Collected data
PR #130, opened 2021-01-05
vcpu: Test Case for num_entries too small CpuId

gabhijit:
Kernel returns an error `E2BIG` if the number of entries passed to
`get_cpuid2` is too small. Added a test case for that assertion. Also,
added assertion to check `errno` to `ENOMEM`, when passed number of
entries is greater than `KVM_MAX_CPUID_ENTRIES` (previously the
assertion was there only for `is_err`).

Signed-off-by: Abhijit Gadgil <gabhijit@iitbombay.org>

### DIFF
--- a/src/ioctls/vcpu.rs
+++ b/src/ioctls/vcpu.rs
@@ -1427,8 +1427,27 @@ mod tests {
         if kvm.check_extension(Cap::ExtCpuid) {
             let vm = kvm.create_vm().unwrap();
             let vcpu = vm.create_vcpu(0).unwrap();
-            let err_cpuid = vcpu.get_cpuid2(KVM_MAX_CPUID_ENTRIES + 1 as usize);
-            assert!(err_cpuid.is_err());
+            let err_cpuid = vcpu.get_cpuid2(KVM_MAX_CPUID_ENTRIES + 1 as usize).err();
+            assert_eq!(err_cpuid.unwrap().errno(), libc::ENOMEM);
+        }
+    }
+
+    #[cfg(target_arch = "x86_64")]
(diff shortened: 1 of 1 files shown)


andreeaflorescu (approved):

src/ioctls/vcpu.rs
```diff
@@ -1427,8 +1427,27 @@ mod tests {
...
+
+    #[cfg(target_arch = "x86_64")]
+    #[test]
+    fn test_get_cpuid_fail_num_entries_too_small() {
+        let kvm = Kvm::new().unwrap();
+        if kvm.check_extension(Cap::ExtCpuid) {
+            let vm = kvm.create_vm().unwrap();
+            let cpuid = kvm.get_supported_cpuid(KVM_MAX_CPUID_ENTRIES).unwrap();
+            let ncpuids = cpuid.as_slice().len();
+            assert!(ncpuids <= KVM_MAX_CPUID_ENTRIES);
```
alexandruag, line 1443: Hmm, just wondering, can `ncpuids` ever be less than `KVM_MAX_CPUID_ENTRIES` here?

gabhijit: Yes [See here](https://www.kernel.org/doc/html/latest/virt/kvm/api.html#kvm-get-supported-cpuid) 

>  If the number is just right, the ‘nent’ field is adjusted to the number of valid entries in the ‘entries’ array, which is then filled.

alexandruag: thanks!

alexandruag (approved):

TASK PROMPT - Whenever the word "errno" shows up in a line of the entries, copy that line.

EXPECTED ANSWER -
added assertion to check `errno` to `ENOMEM`, when passed number of
+            assert_eq!(err_cpuid.unwrap().errno(), libc::ENOMEM);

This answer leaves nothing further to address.